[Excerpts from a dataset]
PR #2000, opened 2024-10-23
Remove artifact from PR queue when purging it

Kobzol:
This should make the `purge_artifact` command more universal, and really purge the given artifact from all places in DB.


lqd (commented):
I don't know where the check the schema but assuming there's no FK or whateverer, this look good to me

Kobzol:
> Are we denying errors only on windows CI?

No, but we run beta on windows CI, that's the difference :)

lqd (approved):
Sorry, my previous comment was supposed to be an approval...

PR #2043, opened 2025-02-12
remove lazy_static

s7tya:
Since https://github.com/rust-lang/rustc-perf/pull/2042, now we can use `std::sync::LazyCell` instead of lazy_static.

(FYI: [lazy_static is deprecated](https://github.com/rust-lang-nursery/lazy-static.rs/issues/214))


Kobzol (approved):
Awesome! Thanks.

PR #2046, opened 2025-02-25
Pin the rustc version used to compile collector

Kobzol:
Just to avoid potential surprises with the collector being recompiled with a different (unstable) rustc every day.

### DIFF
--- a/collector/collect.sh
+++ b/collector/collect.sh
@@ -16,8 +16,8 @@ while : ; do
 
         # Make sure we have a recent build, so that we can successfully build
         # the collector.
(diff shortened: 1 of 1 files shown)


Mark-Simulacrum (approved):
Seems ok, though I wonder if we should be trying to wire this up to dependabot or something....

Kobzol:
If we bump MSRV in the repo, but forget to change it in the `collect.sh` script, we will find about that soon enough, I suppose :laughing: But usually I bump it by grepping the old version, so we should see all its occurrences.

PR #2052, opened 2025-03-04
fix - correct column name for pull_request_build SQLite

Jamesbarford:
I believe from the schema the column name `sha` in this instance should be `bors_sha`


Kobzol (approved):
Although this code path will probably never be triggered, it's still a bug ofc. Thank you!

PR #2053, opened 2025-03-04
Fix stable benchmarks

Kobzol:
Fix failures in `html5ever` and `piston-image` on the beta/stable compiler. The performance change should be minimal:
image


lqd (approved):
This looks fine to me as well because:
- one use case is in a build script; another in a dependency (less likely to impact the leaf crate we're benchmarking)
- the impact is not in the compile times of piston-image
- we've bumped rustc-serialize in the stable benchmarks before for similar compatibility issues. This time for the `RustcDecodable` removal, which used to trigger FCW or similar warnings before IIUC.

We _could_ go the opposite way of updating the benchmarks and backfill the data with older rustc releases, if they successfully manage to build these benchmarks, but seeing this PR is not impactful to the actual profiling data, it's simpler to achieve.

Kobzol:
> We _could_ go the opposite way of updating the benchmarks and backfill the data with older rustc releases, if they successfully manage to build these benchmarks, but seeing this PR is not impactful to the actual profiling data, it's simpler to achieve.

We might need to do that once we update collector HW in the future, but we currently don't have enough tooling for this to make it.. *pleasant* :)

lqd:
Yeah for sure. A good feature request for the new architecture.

...

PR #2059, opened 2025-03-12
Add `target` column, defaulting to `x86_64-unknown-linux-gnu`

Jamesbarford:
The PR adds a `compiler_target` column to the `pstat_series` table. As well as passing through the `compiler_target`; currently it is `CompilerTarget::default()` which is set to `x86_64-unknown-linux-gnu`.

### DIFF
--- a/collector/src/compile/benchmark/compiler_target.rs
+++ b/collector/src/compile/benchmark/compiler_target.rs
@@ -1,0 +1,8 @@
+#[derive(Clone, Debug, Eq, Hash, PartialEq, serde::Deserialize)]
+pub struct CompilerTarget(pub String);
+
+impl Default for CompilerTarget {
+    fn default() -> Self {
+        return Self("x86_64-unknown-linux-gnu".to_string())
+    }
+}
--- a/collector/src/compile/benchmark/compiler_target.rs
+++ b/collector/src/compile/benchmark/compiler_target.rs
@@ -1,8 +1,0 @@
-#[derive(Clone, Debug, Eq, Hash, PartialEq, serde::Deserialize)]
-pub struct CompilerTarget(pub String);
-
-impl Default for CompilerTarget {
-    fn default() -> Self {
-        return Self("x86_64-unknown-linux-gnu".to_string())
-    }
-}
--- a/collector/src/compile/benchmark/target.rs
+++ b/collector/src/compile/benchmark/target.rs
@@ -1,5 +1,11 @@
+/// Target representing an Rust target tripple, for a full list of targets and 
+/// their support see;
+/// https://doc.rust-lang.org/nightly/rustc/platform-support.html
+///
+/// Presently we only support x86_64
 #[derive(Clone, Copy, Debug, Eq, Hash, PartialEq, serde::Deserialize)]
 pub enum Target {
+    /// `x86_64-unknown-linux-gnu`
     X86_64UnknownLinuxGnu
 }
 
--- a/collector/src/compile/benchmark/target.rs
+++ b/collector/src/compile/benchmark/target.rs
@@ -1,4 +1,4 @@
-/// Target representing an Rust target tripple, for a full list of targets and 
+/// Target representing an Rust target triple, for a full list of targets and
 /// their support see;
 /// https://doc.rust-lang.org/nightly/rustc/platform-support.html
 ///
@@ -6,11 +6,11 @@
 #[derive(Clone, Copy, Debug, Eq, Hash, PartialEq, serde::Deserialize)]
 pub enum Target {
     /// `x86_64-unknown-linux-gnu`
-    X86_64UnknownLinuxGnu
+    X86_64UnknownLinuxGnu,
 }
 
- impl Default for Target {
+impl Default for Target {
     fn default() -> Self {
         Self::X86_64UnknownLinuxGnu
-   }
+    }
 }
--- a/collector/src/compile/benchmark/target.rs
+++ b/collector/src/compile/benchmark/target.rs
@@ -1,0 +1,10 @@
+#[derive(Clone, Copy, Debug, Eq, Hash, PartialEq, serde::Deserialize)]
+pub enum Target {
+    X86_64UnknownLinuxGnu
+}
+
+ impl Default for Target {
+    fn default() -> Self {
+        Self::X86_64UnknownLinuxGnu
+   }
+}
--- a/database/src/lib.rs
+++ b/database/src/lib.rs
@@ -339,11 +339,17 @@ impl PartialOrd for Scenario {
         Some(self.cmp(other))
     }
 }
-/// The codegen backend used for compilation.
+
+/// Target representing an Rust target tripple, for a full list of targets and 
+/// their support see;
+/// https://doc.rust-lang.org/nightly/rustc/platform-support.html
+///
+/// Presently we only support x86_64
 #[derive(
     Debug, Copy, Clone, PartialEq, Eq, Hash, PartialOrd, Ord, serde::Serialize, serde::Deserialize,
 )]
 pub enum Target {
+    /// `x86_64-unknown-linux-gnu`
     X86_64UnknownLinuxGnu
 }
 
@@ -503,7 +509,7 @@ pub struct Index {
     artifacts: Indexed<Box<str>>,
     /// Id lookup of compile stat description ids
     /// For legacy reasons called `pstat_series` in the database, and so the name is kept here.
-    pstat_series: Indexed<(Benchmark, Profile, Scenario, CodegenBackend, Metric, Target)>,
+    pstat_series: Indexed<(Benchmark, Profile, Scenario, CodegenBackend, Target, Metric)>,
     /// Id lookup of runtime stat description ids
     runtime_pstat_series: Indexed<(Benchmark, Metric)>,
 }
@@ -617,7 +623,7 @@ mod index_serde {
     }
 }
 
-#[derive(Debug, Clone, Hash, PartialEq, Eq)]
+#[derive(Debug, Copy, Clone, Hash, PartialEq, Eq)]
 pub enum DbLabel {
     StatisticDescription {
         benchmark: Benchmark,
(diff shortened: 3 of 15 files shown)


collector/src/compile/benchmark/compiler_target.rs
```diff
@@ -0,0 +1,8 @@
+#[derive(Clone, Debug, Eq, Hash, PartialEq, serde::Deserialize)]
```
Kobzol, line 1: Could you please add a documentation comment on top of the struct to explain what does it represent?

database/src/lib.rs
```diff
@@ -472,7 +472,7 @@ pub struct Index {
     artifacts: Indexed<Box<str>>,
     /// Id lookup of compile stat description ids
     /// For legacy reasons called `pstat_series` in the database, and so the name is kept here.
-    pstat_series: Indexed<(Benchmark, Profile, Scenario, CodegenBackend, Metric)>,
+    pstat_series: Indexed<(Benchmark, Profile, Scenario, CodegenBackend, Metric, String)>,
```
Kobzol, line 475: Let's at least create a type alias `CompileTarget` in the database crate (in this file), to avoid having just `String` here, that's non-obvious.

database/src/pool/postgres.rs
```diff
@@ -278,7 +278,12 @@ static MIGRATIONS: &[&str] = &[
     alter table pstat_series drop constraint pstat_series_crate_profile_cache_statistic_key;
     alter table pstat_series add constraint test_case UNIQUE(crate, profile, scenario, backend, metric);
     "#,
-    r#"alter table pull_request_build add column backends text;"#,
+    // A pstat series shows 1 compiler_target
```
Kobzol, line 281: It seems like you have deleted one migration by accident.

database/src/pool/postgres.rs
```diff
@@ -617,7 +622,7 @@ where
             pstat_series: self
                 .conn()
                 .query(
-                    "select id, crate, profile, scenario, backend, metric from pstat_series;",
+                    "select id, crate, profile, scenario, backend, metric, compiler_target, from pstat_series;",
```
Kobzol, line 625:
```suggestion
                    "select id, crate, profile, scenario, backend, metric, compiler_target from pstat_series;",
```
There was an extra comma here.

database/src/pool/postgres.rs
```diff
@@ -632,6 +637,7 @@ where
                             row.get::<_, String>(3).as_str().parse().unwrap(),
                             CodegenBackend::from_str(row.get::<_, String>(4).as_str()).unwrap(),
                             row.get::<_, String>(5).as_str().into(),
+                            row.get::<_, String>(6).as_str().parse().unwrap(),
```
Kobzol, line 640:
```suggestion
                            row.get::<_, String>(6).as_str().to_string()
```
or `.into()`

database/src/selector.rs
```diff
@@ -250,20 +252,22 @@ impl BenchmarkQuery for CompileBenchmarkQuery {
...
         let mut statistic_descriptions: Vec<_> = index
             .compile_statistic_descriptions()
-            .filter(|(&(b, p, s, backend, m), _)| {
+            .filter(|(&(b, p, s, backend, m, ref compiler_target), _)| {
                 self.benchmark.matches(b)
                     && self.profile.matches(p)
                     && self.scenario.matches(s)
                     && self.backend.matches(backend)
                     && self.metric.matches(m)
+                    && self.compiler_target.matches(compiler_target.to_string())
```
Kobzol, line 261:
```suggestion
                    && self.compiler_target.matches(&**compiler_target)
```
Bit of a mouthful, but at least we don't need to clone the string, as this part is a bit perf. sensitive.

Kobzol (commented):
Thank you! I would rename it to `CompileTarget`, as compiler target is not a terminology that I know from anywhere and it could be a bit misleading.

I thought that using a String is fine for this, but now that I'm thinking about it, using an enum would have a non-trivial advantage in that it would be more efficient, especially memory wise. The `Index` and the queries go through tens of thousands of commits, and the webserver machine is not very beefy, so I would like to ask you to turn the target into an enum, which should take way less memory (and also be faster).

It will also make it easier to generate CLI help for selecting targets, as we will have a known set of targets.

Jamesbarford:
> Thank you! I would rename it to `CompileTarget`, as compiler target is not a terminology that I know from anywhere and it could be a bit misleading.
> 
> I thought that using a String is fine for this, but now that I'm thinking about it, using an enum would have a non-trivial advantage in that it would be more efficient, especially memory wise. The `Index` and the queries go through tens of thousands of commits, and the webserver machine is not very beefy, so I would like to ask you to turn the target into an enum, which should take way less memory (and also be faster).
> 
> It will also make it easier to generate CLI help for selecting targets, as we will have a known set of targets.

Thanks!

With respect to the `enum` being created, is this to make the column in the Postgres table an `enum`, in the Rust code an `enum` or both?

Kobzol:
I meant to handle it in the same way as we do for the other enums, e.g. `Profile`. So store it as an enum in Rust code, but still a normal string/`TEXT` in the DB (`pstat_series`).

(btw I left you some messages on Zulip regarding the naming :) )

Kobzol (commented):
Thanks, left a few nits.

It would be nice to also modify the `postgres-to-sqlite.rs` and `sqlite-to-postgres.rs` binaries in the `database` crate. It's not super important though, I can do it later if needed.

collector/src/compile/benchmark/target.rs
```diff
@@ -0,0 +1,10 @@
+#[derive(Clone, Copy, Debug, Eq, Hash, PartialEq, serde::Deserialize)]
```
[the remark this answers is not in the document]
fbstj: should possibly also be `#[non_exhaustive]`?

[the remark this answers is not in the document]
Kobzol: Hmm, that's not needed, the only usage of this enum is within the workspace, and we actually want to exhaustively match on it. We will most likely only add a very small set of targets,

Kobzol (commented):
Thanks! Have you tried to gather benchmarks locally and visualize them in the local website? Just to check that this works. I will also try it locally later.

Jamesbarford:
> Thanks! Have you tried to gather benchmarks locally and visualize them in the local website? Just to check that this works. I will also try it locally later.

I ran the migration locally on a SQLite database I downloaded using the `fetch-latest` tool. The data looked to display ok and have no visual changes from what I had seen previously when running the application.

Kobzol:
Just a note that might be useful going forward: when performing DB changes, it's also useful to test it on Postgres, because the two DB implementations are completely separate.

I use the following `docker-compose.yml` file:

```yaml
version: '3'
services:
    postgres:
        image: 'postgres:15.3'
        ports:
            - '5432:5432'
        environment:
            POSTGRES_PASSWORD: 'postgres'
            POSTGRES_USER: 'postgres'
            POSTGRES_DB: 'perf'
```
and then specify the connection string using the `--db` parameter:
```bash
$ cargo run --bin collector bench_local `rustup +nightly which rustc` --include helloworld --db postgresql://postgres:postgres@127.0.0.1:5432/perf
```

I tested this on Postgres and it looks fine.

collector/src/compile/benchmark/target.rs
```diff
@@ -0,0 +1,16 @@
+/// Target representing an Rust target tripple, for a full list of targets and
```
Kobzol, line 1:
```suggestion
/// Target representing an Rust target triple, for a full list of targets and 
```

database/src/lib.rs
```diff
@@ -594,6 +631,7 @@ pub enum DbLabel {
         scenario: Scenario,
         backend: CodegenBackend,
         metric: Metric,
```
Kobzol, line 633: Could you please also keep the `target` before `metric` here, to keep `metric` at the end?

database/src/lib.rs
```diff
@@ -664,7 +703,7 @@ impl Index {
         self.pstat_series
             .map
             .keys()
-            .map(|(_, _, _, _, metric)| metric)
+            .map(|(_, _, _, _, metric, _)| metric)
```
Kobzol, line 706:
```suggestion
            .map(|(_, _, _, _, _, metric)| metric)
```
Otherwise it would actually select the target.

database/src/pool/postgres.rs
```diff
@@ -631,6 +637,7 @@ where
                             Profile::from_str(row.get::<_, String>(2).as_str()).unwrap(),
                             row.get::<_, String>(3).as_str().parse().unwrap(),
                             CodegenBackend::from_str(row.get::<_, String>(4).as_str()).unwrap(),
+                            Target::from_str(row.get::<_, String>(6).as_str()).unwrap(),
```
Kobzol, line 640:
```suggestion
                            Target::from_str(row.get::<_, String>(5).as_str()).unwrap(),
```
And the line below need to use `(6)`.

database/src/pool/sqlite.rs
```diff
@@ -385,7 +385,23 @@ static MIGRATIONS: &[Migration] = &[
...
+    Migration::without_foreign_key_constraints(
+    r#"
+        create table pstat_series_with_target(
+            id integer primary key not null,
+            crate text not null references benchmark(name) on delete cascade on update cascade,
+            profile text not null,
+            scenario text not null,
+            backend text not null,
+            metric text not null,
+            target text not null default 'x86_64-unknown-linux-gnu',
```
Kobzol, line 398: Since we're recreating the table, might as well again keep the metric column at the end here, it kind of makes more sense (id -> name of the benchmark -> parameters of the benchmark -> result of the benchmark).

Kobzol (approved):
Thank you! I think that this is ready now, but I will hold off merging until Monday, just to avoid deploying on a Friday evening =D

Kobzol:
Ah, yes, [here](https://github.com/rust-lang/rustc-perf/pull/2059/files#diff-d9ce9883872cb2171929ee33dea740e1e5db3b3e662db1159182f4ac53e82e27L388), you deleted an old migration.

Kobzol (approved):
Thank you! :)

__TASK__. Wherever the string "matches" is found in the entries, copy the line it sits in.

__RESPONSE FOR THIS EXERCISE__.
                 self.benchmark.matches(b)
                     && self.profile.matches(p)
                     && self.scenario.matches(s)
                     && self.backend.matches(backend)
                     && self.metric.matches(m)
+                    && self.compiler_target.matches(compiler_target.to_string())
                    && self.compiler_target.matches(&**compiler_target)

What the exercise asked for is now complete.